| Your instructions |
Return the full listing below, unchanged.

| Records for the exercise |
PR #227, opened 2021-05-06
Gradle example project

baierd:
The Gradle example is located in the doc folder besides the Maven examples and supports Gradle 6.x and 7.

It offers several SMT solvers like SMTInterpol, Princess, Z3, Boolector and CVC4. I did not add Mathsat5 at this time as the naming scheme in Maven is currently inconsistent, but this should be fixed in the next MathSAT5 Maven release (as we use a new script now, compared to the current MathSAT release). Yices2 is not added, because we would have to split the project again.

The project tests each solver with the Intager based Sudoku example, except Boolector as it does not support Ints. Furthermore, as the standard run target of the Gradle project, the `SolverOverViewTable` will be printed.

To test the project, enter the Gradle example project folder and enter `gradle build` to build and test and then `gradle run` to run the `SolverOverViewTable`.

There are basicly 2 questions still open: 
- Should a Bitvector based test (i.e. a Bitvector Sudoku) be incorporated and used for Boolector or simply use the Boolean based Sudoku? In the first case it would be better to create a new issue for this and add a `BitvectorSudokuSolver` to the Sudoku example. 

- Is it better to merge now and add a seperate Yices2 Gradle project later, or wait and add it now.


doc/Example-Gradle-Project/gradle/wrapper/gradle-wrapper.jar.license
```diff
@@ -0,0 +1,7 @@
+This file is part of CPAchecker,
```
PhilippWendler, line 1: First, do we really need a JAR file checked in here?

Second, this seems to a file from Gradle, but its `.license` file claims something completely different. Very likely copyright and license info are wrong?

doc/Example-Gradle-Project/gradlew
```diff
@@ -0,0 +1,172 @@
+#!/usr/bin/env sh
+
+# SPDX-FileCopyrightText: 2015 the original author or authors
+# SPDX-License-Identifier: Apache-2.0
+
+##############################################################################
+##
+##  Gradle start up script for UN*X
```
PhilippWendler, line 8: Is this file copied from somewhere? If yes, we should document this for maintainability, for example because we might want to update this at some point.

Also, some licenses require that we need to document whether the file was copied unmodified or had changes, this also needs to be thought of.

PhilippWendler (changes requested):

doc/Example-Gradle-Project/gradlew
PhilippWendler: Thanks for the explanation. This is also not common for other build systems AFAIK. Typical ant, maven, cmake, npm, etc. projects all require you to have the build system installed locally.

And specifically, for an example project that is intended to show to Gradle users (which are likely to have Gradle already) how to use JavaSMT and is not really intended for anyone to check out and work on it, there seems even less reason to add this wrapper than for normal Gradle-based projects.

baierd: This file is not supposed to be uploaded anyway. My bad.

doc/Example-Gradle-Project/build.gradle
```diff
@@ -0,0 +1,146 @@
...
+    url "https://www.sosy-lab.org/ivy"
+    patternLayout {
+      artifact "/[organisation]/[module]/[classifier]-[revision].[ext]"
+      //ivy "/[organisation]/[module]/ivy-[revision].xml"
+    }
+    metadataSources {
+       artifact()
+    }
+  }
+  // SMT-Solver Princess repo
```
kfriedberger, line 38: Is this repository still used? Princess switched to a puiblic Maven repo some time ago.

doc/Example-Gradle-Project/build.gradle
```diff
@@ -0,0 +1,146 @@
...
+// You can manage the JavaSMT dependencies via a config if you need to split them from your regular dependencies
+dependencies {
+  // JUnit 4
+  testImplementation 'junit:junit:4.13'
+
+  // Retrieve JavaSMT with Maven and transitive dependencies via a pom.xml
+  implementation 'org.sosy-lab:java-smt:3.11.0'
+
+  // Retrieve Z3 with Maven but without a pom.xml, just the artifacts
+  runtimeOnly group: 'org.sosy-lab', name: 'javasmt-solver-z3', version: '4.8.10', classifier: 'com.microsoft.z3', ext: 'jar'
```
kfriedberger, line 61: Is there a way to use a central variable for the version numbers of SMT solvers?
Maybe something like `z3.version=4.8.10`.

baierd: Yes, i've added that in the latest commit.

doc/Example-Gradle-Project/build.gradle
baierd: Seems like it as it has the newest version, but i've switched to Maven central for Princess in the latest commit.

doc/Example-Gradle-Project/build.gradle
```diff
@@ -11,6 +11,19 @@ apply plugin: 'application'
...
+def javaSMTYices2Version = '3.10.0'
+def princessVersion = '2021-11-15'
+def smtInterpolVersion = '2.5-916-ga5843d8b'
+def boolectorVersion = '3.2.2-gcc3a7091'
+def z3Version = '4.8.10'
+def yices2Version = '2.6.2-396-g194350c1'
+def cvc4Version = '1.8-prerelease-2020-06-24-g7825d8f28'
+def mathsat5Version = '5.6.6'
+def optiMathsat5Version = '1.7.1-sosy0'
+def junit4Version = '4.13'
```
lorenzleutgeb, line 25: You could put (a dense representation of) the solver dependencies in a map. The syntax is a bit lighter to the eye. If you add a little more information than just the versions, you even iterate over the map in the `dependencies` block.

```groovy
def solverVersions = [
'yices2': '3.10.0',
'princess': '2021-11-15',
// ...
];
```

baierd: I like your map better ;D as you can see in the latest commit. Thank you!

You can even use it like this: solverVersions.yices2

doc/Example-Gradle-Project/gradle/wrapper/gradle-wrapper.properties
```diff
@@ -0,0 +1,13 @@
...
+# an API wrapper for a collection of SMT solvers:
+# https://github.com/sosy-lab/java-smt
+#
+# SPDX-FileCopyrightText: 2020 Dirk Beyer <https://www.sosy-lab.org>
+#
+# SPDX-License-Identifier: Apache-2.0
+
+distributionBase=GRADLE_USER_HOME
+distributionPath=wrapper/dists
+distributionUrl=https\://services.gradle.org/distributions/gradle-6.0.1-bin.zip
```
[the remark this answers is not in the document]
baierd: I updated and built the examples with 7.3.3 now. As this version complains about some things i did because they will become deprecated in the future i think this should be fine now? (I obviously updated everything that was complained about)
+ we removed all wrapper files anyway ;D

kfriedberger:
It looks like the example project for Gradle is sufficiently documented and can be merged.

| Response to this task |
PR #227, opened 2021-05-06
Gradle example project

baierd:
The Gradle example is located in the doc folder besides the Maven examples and supports Gradle 6.x and 7.

It offers several SMT solvers like SMTInterpol, Princess, Z3, Boolector and CVC4. I did not add Mathsat5 at this time as the naming scheme in Maven is currently inconsistent, but this should be fixed in the next MathSAT5 Maven release (as we use a new script now, compared to the current MathSAT release). Yices2 is not added, because we would have to split the project again.

The project tests each solver with the Intager based Sudoku example, except Boolector as it does not support Ints. Furthermore, as the standard run target of the Gradle project, the `SolverOverViewTable` will be printed.

To test the project, enter the Gradle example project folder and enter `gradle build` to build and test and then `gradle run` to run the `SolverOverViewTable`.

There are basicly 2 questions still open: 
- Should a Bitvector based test (i.e. a Bitvector Sudoku) be incorporated and used for Boolector or simply use the Boolean based Sudoku? In the first case it would be better to create a new issue for this and add a `BitvectorSudokuSolver` to the Sudoku example. 

- Is it better to merge now and add a seperate Yices2 Gradle project later, or wait and add it now.


doc/Example-Gradle-Project/gradle/wrapper/gradle-wrapper.jar.license
```diff
@@ -0,0 +1,7 @@
+This file is part of CPAchecker,
```
PhilippWendler, line 1: First, do we really need a JAR file checked in here?

Second, this seems to a file from Gradle, but its `.license` file claims something completely different. Very likely copyright and license info are wrong?

doc/Example-Gradle-Project/gradlew
```diff
@@ -0,0 +1,172 @@
+#!/usr/bin/env sh
+
+# SPDX-FileCopyrightText: 2015 the original author or authors
+# SPDX-License-Identifier: Apache-2.0
+
+##############################################################################
+##
+##  Gradle start up script for UN*X
```
PhilippWendler, line 8: Is this file copied from somewhere? If yes, we should document this for maintainability, for example because we might want to update this at some point.

Also, some licenses require that we need to document whether the file was copied unmodified or had changes, this also needs to be thought of.

PhilippWendler (changes requested):

doc/Example-Gradle-Project/gradlew
PhilippWendler: Thanks for the explanation. This is also not common for other build systems AFAIK. Typical ant, maven, cmake, npm, etc. projects all require you to have the build system installed locally.

And specifically, for an example project that is intended to show to Gradle users (which are likely to have Gradle already) how to use JavaSMT and is not really intended for anyone to check out and work on it, there seems even less reason to add this wrapper than for normal Gradle-based projects.

baierd: This file is not supposed to be uploaded anyway. My bad.

doc/Example-Gradle-Project/build.gradle
```diff
@@ -0,0 +1,146 @@
...
+    url "https://www.sosy-lab.org/ivy"
+    patternLayout {
+      artifact "/[organisation]/[module]/[classifier]-[revision].[ext]"
+      //ivy "/[organisation]/[module]/ivy-[revision].xml"
+    }
+    metadataSources {
+       artifact()
+    }
+  }
+  // SMT-Solver Princess repo
```
kfriedberger, line 38: Is this repository still used? Princess switched to a puiblic Maven repo some time ago.

doc/Example-Gradle-Project/build.gradle
```diff
@@ -0,0 +1,146 @@
...
+// You can manage the JavaSMT dependencies via a config if you need to split them from your regular dependencies
+dependencies {
+  // JUnit 4
+  testImplementation 'junit:junit:4.13'
+
+  // Retrieve JavaSMT with Maven and transitive dependencies via a pom.xml
+  implementation 'org.sosy-lab:java-smt:3.11.0'
+
+  // Retrieve Z3 with Maven but without a pom.xml, just the artifacts
+  runtimeOnly group: 'org.sosy-lab', name: 'javasmt-solver-z3', version: '4.8.10', classifier: 'com.microsoft.z3', ext: 'jar'
```
kfriedberger, line 61: Is there a way to use a central variable for the version numbers of SMT solvers?
Maybe something like `z3.version=4.8.10`.

baierd: Yes, i've added that in the latest commit.

doc/Example-Gradle-Project/build.gradle
baierd: Seems like it as it has the newest version, but i've switched to Maven central for Princess in the latest commit.

doc/Example-Gradle-Project/build.gradle
```diff
@@ -11,6 +11,19 @@ apply plugin: 'application'
...
+def javaSMTYices2Version = '3.10.0'
+def princessVersion = '2021-11-15'
+def smtInterpolVersion = '2.5-916-ga5843d8b'
+def boolectorVersion = '3.2.2-gcc3a7091'
+def z3Version = '4.8.10'
+def yices2Version = '2.6.2-396-g194350c1'
+def cvc4Version = '1.8-prerelease-2020-06-24-g7825d8f28'
+def mathsat5Version = '5.6.6'
+def optiMathsat5Version = '1.7.1-sosy0'
+def junit4Version = '4.13'
```
lorenzleutgeb, line 25: You could put (a dense representation of) the solver dependencies in a map. The syntax is a bit lighter to the eye. If you add a little more information than just the versions, you even iterate over the map in the `dependencies` block.

```groovy
def solverVersions = [
'yices2': '3.10.0',
'princess': '2021-11-15',
// ...
];
```

baierd: I like your map better ;D as you can see in the latest commit. Thank you!

You can even use it like this: solverVersions.yices2

doc/Example-Gradle-Project/gradle/wrapper/gradle-wrapper.properties
```diff
@@ -0,0 +1,13 @@
...
+# an API wrapper for a collection of SMT solvers:
+# https://github.com/sosy-lab/java-smt
+#
+# SPDX-FileCopyrightText: 2020 Dirk Beyer <https://www.sosy-lab.org>
+#
+# SPDX-License-Identifier: Apache-2.0
+
+distributionBase=GRADLE_USER_HOME
+distributionPath=wrapper/dists
+distributionUrl=https\://services.gradle.org/distributions/gradle-6.0.1-bin.zip
```
[the remark this answers is not in the document]
baierd: I updated and built the examples with 7.3.3 now. As this version complains about some things i did because they will become deprecated in the future i think this should be fine now? (I obviously updated everything that was complained about)
+ we removed all wrapper files anyway ;D

kfriedberger:
It looks like the example project for Gradle is sufficiently documented and can be merged.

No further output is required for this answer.